Production of Spike Pseudotyped Viral Particles: HEK293T cells were seeded in two T175 flasks and cultured in DMEM + 10%FBS. At 70–80% confluence, the cells were transfected using Lipofectamine 2000. For production of wild type and delta spike pseudotyped particles, the cells were transfected with 26 μg of psPAX2, 26 μg of pLV-EGFP (a gift from Pantelis Tsoulfas (University of Miami, Florida), Add gene plasmid # 36083), and 8.7 μg of pHDM-SARS-CoV-2-S (BEI Resources #NR52514) per flask. A medium exchange was performed 24 h after transfection with the addition of 5 mM sodium butyrate (Millipore Sigma, Burlington, MA, USA). The harvest supernatant was collected at 48 h and 72 h and concentrated using Lenti-X-Concentrator according to the manufacturer’s instructions. The resuspended viral samples were stored at −80 ℃ until use.

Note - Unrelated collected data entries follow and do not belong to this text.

PR #361, opened 2025-04-15
Detect parameters with duplicate IDs

### LINKED ISSUE #300: ENH: Check if different transformer/line parameters with the same ID are used
The following should raise an error because two different `TransformerParameters` objects with the same ID are used in the same network
```python
tp1 = rlf.TransformerParameters(id="TP", ...)
tp2 = rlf.TransformerParameters(id="TP", ...)

tr1 = rlf.Transformer(parameters=tp1, ...)
tr2 = rlf.Transformer(parameters=tp2, ...)

en = rlf.ElectricalNetwork(transformers=[tr1, tr2], ...)  # <- this should raise an error
```

alihamdan:
This is a proof of concept for detecting duplicate IDs for line parameters in rlfs. It will be applied to transformers and to rlf as well if the impelmentation is deemed good. The implementation is a bit tricky, I am not sure if I covered all edge cases here. Suggestions for improvements or test cases are more than welcome.

Resolves #300

### DIFF
--- a/roseau/load_flow_single/io/tests/test_dict.py
+++ b/roseau/load_flow_single/io/tests/test_dict.py
@@ -50,11 +50,10 @@ def test_to_dict():
         insulator=rlfs.Insulator.PVC,
         section=120,
     )
-    lp2 = rlfs.LineParameters("test", z_line=1, y_shunt=1.1)
 
     geom = LineString([(0.0, 0.0), (0.0, 1.0)])
     line1 = rlfs.Line(id="line1", bus1=source_bus, bus2=load_bus, parameters=lp1, length=10, geometry=geom)
-    line2 = rlfs.Line(id="line2", bus1=source_bus, bus2=load_bus, parameters=lp2, length=10, geometry=geom)
+    line2 = rlfs.Line(id="line2", bus1=source_bus, bus2=load_bus, parameters=lp1, length=10, geometry=geom)
     en = rlfs.ElectricalNetwork(
         buses=[source_bus, load_bus],
         lines=[line1, line2],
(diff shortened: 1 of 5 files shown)


alihamdan:
@benoit9126 when you have time please take a look at this poc (no rush). I'll continue the work when we agree on the implementation.

benoit9126:
It seems to work well :+1: 

A small question regarding the consistency of the code for an implementation in RLF:

In the `network_to_dict` function, an error is raised when params are “different” (using their `__eq__` method). In this PR, you use the `is not` operator in `_add_line_parameters` (`params is not self._line_parameters[params.id]`)

```python
# RLF network_to_dict function
for line in en.lines.values():
  lines.append(line.to_dict(include_results=include_results))
  params_id = line.parameters.id
  if params_id in lines_params_dict and line.parameters != lines_params_dict[params_id]: # <----- "!=" operator
    msg = f"There are multiple line parameters with id {params_id!r}"
    logger.error(msg)
    raise RoseauLoadFlowException(msg=msg, code=RoseauLoadFlowExceptionCode.JSON_LINE_PARAMETERS_DUPLICATES)
```

It could be good to uniformize the comparison of parameters:
  * Or we allow two line parameters instances with the same fields (all of them) to be identical and, then, to be used seamlessly. One of them (no matter which one) will be serialized. When deserializing, a single line parameter object will be created. In this case, we use the `!=` operator (as defined in `LineParameters`), and we need the immutability of the parameters (for the sake of simplicity).
  * Or we consider that two instances are different even if all their fields are equal ⇒ We use the `is` (and `is not`) operator. The immutability of parameters is not required.

I prefer the second option (which is the one you have chosen in this PR). In this case, we maybe don't need anymore to implement the `__eq__` operator in `LineParameters`. The default `__eq__` operator in Python is `is`.

https://docs.python.org/3.13/reference/datamodel.html#object.__eq__
> By default, object implements [__eq__()](https://docs.python.org/3.13/reference/datamodel.html#object.__eq__) by using is, returning [NotImplemented](https://docs.python.org/3.13/library/constants.html#NotImplemented) in the case of a false comparison: True if x is y else NotImplemented.

alihamdan:
Good question, I also prefer identity comparison (with `is`) because it is less error prone when we change the fields. I'll implement your suggestion of using identity comparisons everywhere.

Saelyos (approved):

roseau/load_flow/io/dict.py
```diff
@@ -273,40 +273,30 @@ def network_to_dict(en: "ElectricalNetwork", *, include_results: bool) -> JsonDi
...
     transformers: list[JsonDict] = []
     transformers_params_dict: dict[Id, TransformerParameters] = {}
     for transformer in en.transformers.values():
         transformers.append(transformer.to_dict(include_results=include_results))
         params_id = transformer.parameters.id
-        if params_id in transformers_params_dict and transformer.parameters != transformers_params_dict[params_id]:
-            msg = f"There are multiple transformer parameters with id {params_id!r}"
-            logger.error(msg)
-            raise RoseauLoadFlowException(
-                msg=msg, code=RoseauLoadFlowExceptionCode.JSON_TRANSFORMER_PARAMETERS_DUPLICATES
```
benoit9126, line 292: Idem for `JSON_TRANSFORMER_PARAMETERS_DUPLICATES`

benoit9126 (approved):
:+1: Only remains a small question about error codes

PR #369, opened 2025-04-28
Add results of ground potential to shunt line

alihamdan:
This uses the newly added C++ branch methods to access the potential of the ground port of a line with shunt componenets. This makes the line results accessible independent of the Python ground element. No breaking changes are made to the line results interface but the network JSON format needed to be updated to store the new results.

This work will be essential later when we simplify ground handling in RLF.


roseau/load_flow/models/branches.py
```diff
@@ -175,6 +189,9 @@ def _refresh_results(self) -> None:
         if self._fetch_results:
             self._res_currents = self._cy_element.get_side_currents(self._n1, self._n2)
             self._res_potentials = self._cy_element.get_side_potentials(self._n1, self._n2)
+            if self._has_ground:
+                all_potentials = self._cy_element.get_potentials(self._n)
+                self._res_ground_potential = all_potentials.item(-1)
```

SARS-CoV-2 Pseudotyped Virus Neutralization Assay: Six different concentrations of RS were prepared at a 10-fold serial dilution from 1000 to 0.01 μg/mL in DMEM + 1% PenStrep and no FBS. Viral samples were then added at a 1:10 dilution and the mixtures were incubated at 37 °C for 1 h. The samples were then added to HEK293T-ACE2 cells, plated in 96-well plates at 15,000 cells/well, and incubated for 4 h at 37 °C. Afterwards, a media change was performed with DMEM + 1% PenStrep + 10% FBS. The cells were cultured for an additional 48 h and were then stained with 5 μg/mL of Hoechst 33,342 and imaged using Cellomics Arrayscan XTI. The infection efficiency was then calculated using the Target Activation Bioapplication. The results of the experiment represent the percent of maximum infectivity that could be obtained for the experiment. This was done by normalizing the percent infected value for each sample by the percent infected value at the 1:10 dilution and 0 μg/mL of compound.

4. Conclusions

We explored the anti-SARS-CoV-2 activity of a RS fraction from the green algae M. nitidum. RS is a highly sulfated, rhamnose-predominant, high-molecular-weight glycan fraction. The RS backbone mainly consists of →3)-α-L-Rhap-(1→, →2)-α-L-Rhap-(1→, and →2, 3)-α-L-Rhap-(1→ units, with the C4 hydroxyl groups largely sulfated. SPR confirmed the affinity of chip-surface heparin with the S-protein RBD from the wild type SARS-CoV-2 and a variety of variants. In a competition SPR assay, the RS in solution showed impressive activity of inhibiting chip-surface heparin binding with the wild type S-protein RBD (with a measured IC₅₀ = 1.6 ng/mL), while for heparin in solution, which was used as the control, the IC₅₀ = ~750 ng/mL. RS also showed a higher capacity in binding the S-protein RBD from a variety of variants, and the pseudovirus particles of the wild type and delta variant, compared to that of heparin at the same concentration (5 ng/mL). Finally, we confirmed the neutralizing effect of RS on the SARS-CoV-2 pseudotyped virus in vitro, with an IC₅₀ value of 2.39 and 1.66 μg/mL to the wt and delta variant, respectively. To develop RS as a therapeutic and/or preventative antiviral drug, more studies are proposed in future investigations, including the structure activity relationship (SAR), bioavailability, and antiviral activity of low molecular weight RS and a toxicity analysis of RS.